▶ [WHAT THE TASK ASKS]:
Find the word "FormData" below. Copy each line that has it.

*** SUPPLIED RECORDS Section Begins ***

PR #777, opened 2025-06-05
feat: support Zod 4

colinhacks:
Per some discussions I've been having with @bluebill1049, this PR adds support for Zod 4.

The other PR by @alexcraviotto (https://github.com/react-hook-form/resolvers/pull/776) is really solid but we decided to go another direction.

 
- This PR bumps the minimum Zod version to `3.25.0`
- With this change, it;s possible to support both Zod 3 and Zod 4 in a single `zodResolver` (via Zod's [subpath versioning](https://github.com/colinhacks/zod/issues/4371) scheme)
- I've designed this to continue working with Zod versions pre-3.25.0, but it's on a best-effort basis. For instance, you won't get perfect type signatures on parse params (the second argument to `zodResolver`). There were zero breaking changes between Zod 3.24 and Zod 3.25 so there's no reason not to upgrade.

Both Zod 3 and Zod 4 schemas can be passed into `zodResolver()`:

```ts
import { zodResolver } from "@hookform/resolvers";
import * as z3 from "zod/v3"; // or just "zod"
import * as z4 from "zod/v4";

const oldResolver = zodResolver(z3.object({ name: z.string() }));
const newResolver = zodResolver(z4.object({ name: z.string() }));
```

### DIFF
--- a/zod/src/zod.ts
+++ b/zod/src/zod.ts
@@ -143,7 +143,11 @@ type NonRawResolverOptions = {
 interface Zod3Type<O = unknown, I = unknown> {
   _output: O;
   _input: I;
+  _def: {
+    typeName: string;
+  };
 }
+
 interface Zod4Type<O = unknown, I = unknown> {
   _zod: {
     output: O;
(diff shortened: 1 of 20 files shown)


zod/src/zod.ts
```diff
@@ -63,79 +79,237 @@ function parseErrorSchema(
   return errors;
 }
 
+function parseZod4Issues(
+  zodErrors: z4.$ZodIssue[],
+  validateAllFieldCriteria: boolean,
+) {
+  const errors: Record<string, FieldError> = {};
+  // const _zodErrors = zodErrors as z4.$ZodISsue; //
+  for (; zodErrors.length; ) {
```
bluebill1049, line 88: Interesting syntax, I guess it's the same as `while`, wonder is it just perf benefit?

zod/src/zod.ts
```diff
@@ -63,79 +79,237 @@ function parseErrorSchema(
...
+            ),
+          } satisfies ResolverError<Input>;
+        }
+
+        throw error;
+      }
+    };
+  }
+
+  throw new Error('Invalid input: not a Zod schema');
```
bluebill1049, line 314: aha, nice!

bluebill1049 (commented):
LGTM

Jamess-Lucass:
I've noticed the error messages returned from the form errors has changed when referencing zod/v4.

```typescript
import { useForm } from "react-hook-form";
import { zodResolver } from "@hookform/resolvers/zod";
import { z } from "zod";

const formSchema = z.object({
  firstname: z.string().max(2),
});

type FormData = z.infer<typeof formSchema>;

function App() {
  const {
    register,
    handleSubmit,
    formState: { errors, isSubmitting },
  } = useForm<FormData>({
    resolver: zodResolver(formSchema),
  });

  const onSubmit = (data: FormData) => {
    console.log("Form data:", data);
  };

  return (
    <div>
      <form onSubmit={handleSubmit(onSubmit)}>
        <label>First Name:</label>
        <input id="firstname" type="text" {...register("firstname")} />

        <button type="submit" disabled={isSubmitting}>
          Submit
        </button>
      </form>

      <p>{errors.firstname?.message}</p>
    </div>
  );
}

export default App;
```

The the input "longer_than_2_chars"

`errors.firstname?.message` would return "String must contain at most 2 character(s)", which i would expect.

when updating the import to `import { z } from "zod/v4";`

`errors.firstname?.message` now just returns "Invalid input". It doesn't seem to get the underlying zod error message anymore.

jorisre (approved):
Thanks for the black TypeScript magic 🧙‍♂️ Really appreciate you jumping in and helping out with this. Everything looks solid and comes with a good DX too 🙌

juliansommer:
@colinhacks I ran into issues when trying to upgrade to zod/v4 now. In nextjs getting some stacktrace error when it attempts to handle validation checking on submit. Will open issue if needed

MartinCura:
> Hello, I'm trying to use react-hook-form with zod/v4. It seems to me that this code should work, yet I'm facing an issue about incompatible types between the one expected by zodResolver and the passed schema.
> 
> ```ts
> //"react-hook-form": "^7.57.0",
> import { useForm } from "react-hook-form";
> 
> //"@hookform/resolvers": "^5.1.0",
> import { zodResolver } from "@hookform/resolvers/zod";
> 
> //"zod": "^3.25.57",
> import { z } from "zod/v4";
> 
> const loginSchema = z.object({
> 	email: z.email("email.invalid"),
> 	password: z
> 		.string()
> 		.nonempty("password.required")
> 		.min(8, "password.minLength"),
> });
> export const Component = (): void => {
> 	useForm({
> 		resolver: zodResolver(loginSchema),
> 		mode: "onChange",
> 		defaultValues: {
> 			email: "",
> 			password: "",
> 		},
> 	});
> };
> ```
> 
> image
> 
> Does anyone have any idea of why this happens? Thanks

Found the same thing, not sure why. I switched to using the `standardSchemaResolver` and it seems to work so i worked around it 🤷🏼 Not sure if you found the reason.

sergiojoker11:
Backwards compatibility got broken with this change. In reality, this has been a 'feat!'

*** SUPPLIED RECORDS Section Ends ***

▶ [PROBLEM SOLUTION]:
type FormData = z.infer<typeof formSchema>;
  } = useForm<FormData>({
  const onSubmit = (data: FormData) => {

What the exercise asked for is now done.